Below are some entries. Reproduce them word for word.

------ Provided material ------

PR #6549, opened 2022-07-09
fix(mu4e): Update to mu 1.8

aikrahguzar:
Fixes #6511 
-----
- [x] I searched the issue tracker and this hasn't been PRed before.
- [x] My changes are not on [the do-not-PR list](https://doomemacs.org/d/do-not-pr) for this project.
- [x] My commits conform to [the git conventions](https://doomemacs.org/d/git-conventions).
- [ ] My changes are visual; I've included before and after screenshots.
- [ ] I am blindly checking these off.
- [x] Any relevant issues or PRs have been linked to.
- [ ] This a draft PR; I need more time to finish it.

Attempts to fix mu4e module so that it can work with mu 1.8. This
mostly involves using the replacements for functions that were
removed, i.e changing `mu4e~stop` to `mu4e--stop`. Backward
compatibility is preserved by defining these new functions as
aliases of old ones.

`=mu4e` is fixed by changing a call to `mu4e~start with` `mu4e`.
`mu4e--start` doesn't work due because it should be preceded by
a call to `mu4e--init-handlers` which is new in 1.8. At least at
first glance `mu4e` handles both situations.

The module is now working for me but there might be further problems
especially with `org-msg` integration and notifications since I don't use these.
And someone still on 1.6 should check that it works too.

PR #6553, opened 2022-07-10
fix(mu4e): Support mu 1.8

### LINKED ISSUE #6511: Doom not working with mu 1.8

Support for **mu version 1.8**

### What actually happened?

[**mu** version 1.8 has been released](https://github.com/djcb/mu/blob/release/1.8/NEWS.org). It seems that Doom do not like this version, **mu4e** cannot be launched after update. The 1.8 has some major changes ([see the release note](https://github.com/djcb/mu/blob/release/1.8/NEWS.org)).

I downgraded my **mu** installation to 1.6 until this gets fixed.

### Steps to reproduce

1. Update **mu** to version 1.8
2. Launch Doom Emacs
3. `SPC a m`

### System Information

https://pastebin.com/MrP8GSp4

tecosaur:
This is basically an iteration on #6549 that should improve compatibility (backwards and forwards).

I've tested this and it seems to work well on 1.8. Ideally, someone could test 1.6 and confirm that this doesn't break anything.

Fixes #6511
Replaces #6549

-----

### DIFF
--- a/modules/email/mu4e/config.el
+++ b/modules/email/mu4e/config.el
@@ -14,7 +14,8 @@
   :commands mu4e mu4e-compose-new
   :init
   (provide 'html2text) ; disable obsolete package
-  (when (or (not (require 'mu4e-meta nil t))
+  (when (or (not (or (require 'mu4e-config nil t)
+                     (require 'mu4e-meta nil t)))
             (version< mu4e-mu-version "1.4"))
     (setq mu4e-maildir "~/.mail"
           mu4e-user-mail-address-list nil))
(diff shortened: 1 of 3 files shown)


modules/email/mu4e/config.el
```diff
@@ -14,14 +14,58 @@
...
+      (defalias 'mu4e-search-rerun #'mu4e-headers-rerun-search
+        "Alias to provide the API of mu4e 1.8.")
+      (defun mu4e (&optional background)
+        "If mu4e is not running yet, start it.
+Then, show the main window, unless BACKGROUND (prefix-argument)
+is non-nil."
+        (interactive "P")
+        (mu4e--start (and (not background) #'mu4e--main-view))))
+    (setq mu4e-view-show-addresses t
+          mu4e-view-show-images t
```
aikrahguzar, line 65: What is the need to provide all these aliases? It should be enough to provide only those that are actually used in the module and that seems like a better option so as not to unnecessarily clutter the namespace. These are supposedly private functions though the weird convention of using tilde obscures that. But if people are using them in their private config I think it is better to correct it there.

And I don't know when `mu4e` was introduced but it is present in 1.6.0.

aikrahguzar:
There are also a couple of flags `list` and `personal` that don't have icons for them. I am not sure if they are new or not but they appeared in my headers view after the update. I think there should either be icons for them or they should be removed from `mu4e-headers-visible-flags` otherwise they look inconsistent and out of place.

tecosaur:
These may well be "private" functions, but unfortunately, a lot of them are also potentially useful. We can try to just use the minimal number based on our config, however by mapping the full lot the chance of accidentally introducing an incompatibility in future is reduced. I basically see this as erring on the side of caution.

tecosaur:
Oh, and I see the issue with flags, I just haven't had time for it yet. At least that's more of a visual niggle than broken functionality.

hlissner (approved):

dschrempf:
FYI, I can use `mu4e` perfectly fine with this PR, thank you! Some notes:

------

**Worked solution**
PR #6549, opened 2022-07-09
fix(mu4e): Update to mu 1.8

aikrahguzar:
Fixes #6511 
-----
- [x] I searched the issue tracker and this hasn't been PRed before.
- [x] My changes are not on [the do-not-PR list](https://doomemacs.org/d/do-not-pr) for this project.
- [x] My commits conform to [the git conventions](https://doomemacs.org/d/git-conventions).
- [ ] My changes are visual; I've included before and after screenshots.
- [ ] I am blindly checking these off.
- [x] Any relevant issues or PRs have been linked to.
- [ ] This a draft PR; I need more time to finish it.

Attempts to fix mu4e module so that it can work with mu 1.8. This
mostly involves using the replacements for functions that were
removed, i.e changing `mu4e~stop` to `mu4e--stop`. Backward
compatibility is preserved by defining these new functions as
aliases of old ones.

`=mu4e` is fixed by changing a call to `mu4e~start with` `mu4e`.
`mu4e--start` doesn't work due because it should be preceded by
a call to `mu4e--init-handlers` which is new in 1.8. At least at
first glance `mu4e` handles both situations.

The module is now working for me but there might be further problems
especially with `org-msg` integration and notifications since I don't use these.
And someone still on 1.6 should check that it works too.

PR #6553, opened 2022-07-10
fix(mu4e): Support mu 1.8

### LINKED ISSUE #6511: Doom not working with mu 1.8

Support for **mu version 1.8**

### What actually happened?

[**mu** version 1.8 has been released](https://github.com/djcb/mu/blob/release/1.8/NEWS.org). It seems that Doom do not like this version, **mu4e** cannot be launched after update. The 1.8 has some major changes ([see the release note](https://github.com/djcb/mu/blob/release/1.8/NEWS.org)).

I downgraded my **mu** installation to 1.6 until this gets fixed.

### Steps to reproduce

1. Update **mu** to version 1.8
2. Launch Doom Emacs
3. `SPC a m`

### System Information

https://pastebin.com/MrP8GSp4

tecosaur:
This is basically an iteration on #6549 that should improve compatibility (backwards and forwards).

I've tested this and it seems to work well on 1.8. Ideally, someone could test 1.6 and confirm that this doesn't break anything.

Fixes #6511
Replaces #6549

-----

### DIFF
--- a/modules/email/mu4e/config.el
+++ b/modules/email/mu4e/config.el
@@ -14,7 +14,8 @@
   :commands mu4e mu4e-compose-new
   :init
   (provide 'html2text) ; disable obsolete package
-  (when (or (not (require 'mu4e-meta nil t))
+  (when (or (not (or (require 'mu4e-config nil t)
+                     (require 'mu4e-meta nil t)))
             (version< mu4e-mu-version "1.4"))
     (setq mu4e-maildir "~/.mail"
           mu4e-user-mail-address-list nil))
(diff shortened: 1 of 3 files shown)


modules/email/mu4e/config.el
```diff
@@ -14,14 +14,58 @@
...
+      (defalias 'mu4e-search-rerun #'mu4e-headers-rerun-search
+        "Alias to provide the API of mu4e 1.8.")
+      (defun mu4e (&optional background)
+        "If mu4e is not running yet, start it.
+Then, show the main window, unless BACKGROUND (prefix-argument)
+is non-nil."
+        (interactive "P")
+        (mu4e--start (and (not background) #'mu4e--main-view))))
+    (setq mu4e-view-show-addresses t
+          mu4e-view-show-images t
```
aikrahguzar, line 65: What is the need to provide all these aliases? It should be enough to provide only those that are actually used in the module and that seems like a better option so as not to unnecessarily clutter the namespace. These are supposedly private functions though the weird convention of using tilde obscures that. But if people are using them in their private config I think it is better to correct it there.

And I don't know when `mu4e` was introduced but it is present in 1.6.0.

aikrahguzar:
There are also a couple of flags `list` and `personal` that don't have icons for them. I am not sure if they are new or not but they appeared in my headers view after the update. I think there should either be icons for them or they should be removed from `mu4e-headers-visible-flags` otherwise they look inconsistent and out of place.

tecosaur:
These may well be "private" functions, but unfortunately, a lot of them are also potentially useful. We can try to just use the minimal number based on our config, however by mapping the full lot the chance of accidentally introducing an incompatibility in future is reduced. I basically see this as erring on the side of caution.

tecosaur:
Oh, and I see the issue with flags, I just haven't had time for it yet. At least that's more of a visual niggle than broken functionality.

hlissner (approved):

dschrempf:
FYI, I can use `mu4e` perfectly fine with this PR, thank you! Some notes:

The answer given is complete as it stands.